Distributed Quantum Algorithm for the NISQ Era: A Novel Approach to Solving Simon's Problem with Reduced Resources

Distributed quantum computation has gained significant interest in the noisy intermediate-scale quantum (NISQ) era. This paradigm requires each computing node to possess a reduced number of qubits and quantum gates. In this study, a Distributed Simon's Algorithm (DSA) is designed to tackle Simon's problem, which entails the discovery of a hidden string $s\in {\{0,1\}}^n$ of a promised Boolean function $f:{\{0,1\}}^n\to {\{0,1\}}^m$, where $f\left(x\right)=f\left(y\right)$ if and only if $x=y$ or $x\oplus y=s$. Specifically, 1) our algorithm is capable of being partitioned into any $t$ nodes, where $2\le t\le n$; 2) the number of queries required by the DSA is $n-t$, while that of the original Simon's algorithm (SA) is $n-1$; 3) the maximum number of qubits required by our approach at a single node is $\max \left(n_0,,,n_1,,,\cdots ,,,n_{t-1}\right)+m$, which is fewer than the qubits required by both the SA and existing distributed Simon's algorithm.
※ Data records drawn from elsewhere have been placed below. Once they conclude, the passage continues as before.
PR #3023, opened 2023-02-21
Modify react-query query client default options

arsalansufi:
## Overview

With the shift to react-query and our specific default options (notably `retry: false` and `useErrorBoundary: true`), we often see the frontend error boundary get triggered when the backend is spinning up or restarting due to changes. We've seen this in dev, but I suspect it could affect prod, too.

<table><tr><td>

</table></tr></td>

This PR modifies our react-query query client default options with a custom retry function in place of `retry: false` to prevent this.

## Testing

- [x] Added unit tests for custom retry function
- [x] Tested initial backend startup, backend restart, and true backend failure manually

## Checklist

### DIFF
--- a/libs/ui/src/react_query.ts
+++ b/libs/ui/src/react_query.ts
@@ -2,6 +2,25 @@
 import type { DefaultOptions } from '@tanstack/react-query';
 
 /**
+ * A custom retry function
+ *
+ * A 504 in VxSuite usually just indicates that the backend is starting up (or restarting), in
+ * which case we should retry, but still with a bound in case the backend is completely failing to
+ * start up.
+ *
+ * 1 original attempt + 4 retry attempts
+ * = 0 + 1 + 2 + 4 + 8 seconds (because of exponential backoff)
+ * = 15 seconds of total wait time
+ *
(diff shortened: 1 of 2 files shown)


libs/ui/src/react_query.ts
```diff
@@ -1,6 +1,25 @@
...
+ *
+ * 1 original attempt + 4 retry attempts
+ * = 0 + 1 + 2 + 4 + 8 seconds (because of exponential backoff)
+ * = 15 seconds of total wait time
+ *
+ * Otherwise, don't retry. Because everything is local, we don't expect intermittent errors.
+ */
+export function shouldRetry(failedRetryCount: number, error: unknown): boolean {
+  const isBackendLikelyStartingUp =
+    error instanceof Error && error.message.includes('504');
```
arsalansufi, line 19: I wanted to make this condition a little bit more specific, e.g. by checking for `"ECONNREFUSED"` in the error message, but that piece of the backend error message isn't propagated through the frontend proxy

This feels like a reasonable starting point, though

jonahkagan (approved):
Safe to try!

PR #3024, opened 2023-02-21
fix(grout): Fix latent bug in serializing undefined

jonahkagan:
## Overview
The helper function to determine if a value is a JSON built-in value was mistakenly identifying `undefined` as a built-in, which it's not (it only exists in JS value space, not JSON). This didn't actually impact the end logic that used this function, but that was just by chance. Fixing this to prevent any future bugs that might occur from this being wrong.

Here, $n_j$ denotes the number of computing qubits needed for the $j$-th node and satisfies ${\sum }_{j=0}^{t-1}{n}_j=n$; 4) the optimal circuit depth of the DSA is $(m+1)·2^{\left(\frac{n}{t}\right)}+2$, which is reduced compared to the circuit depth of the SA, $(m+1)·2^n+2$; 5) in contrast to currently distributed schemes, the DSA eliminates the need for classical queries; 6) how the DSA solves a specific Simon's problem (e.g., $s=1000$) is also simulated using MindSpore Quantum, a quantum simulation software. The simulation results show that the DSA features a shallower quantum circuit, thereby demonstrating enhanced resistance to circuit noise. This characteristic makes it more feasible for implementation in the NISQ era.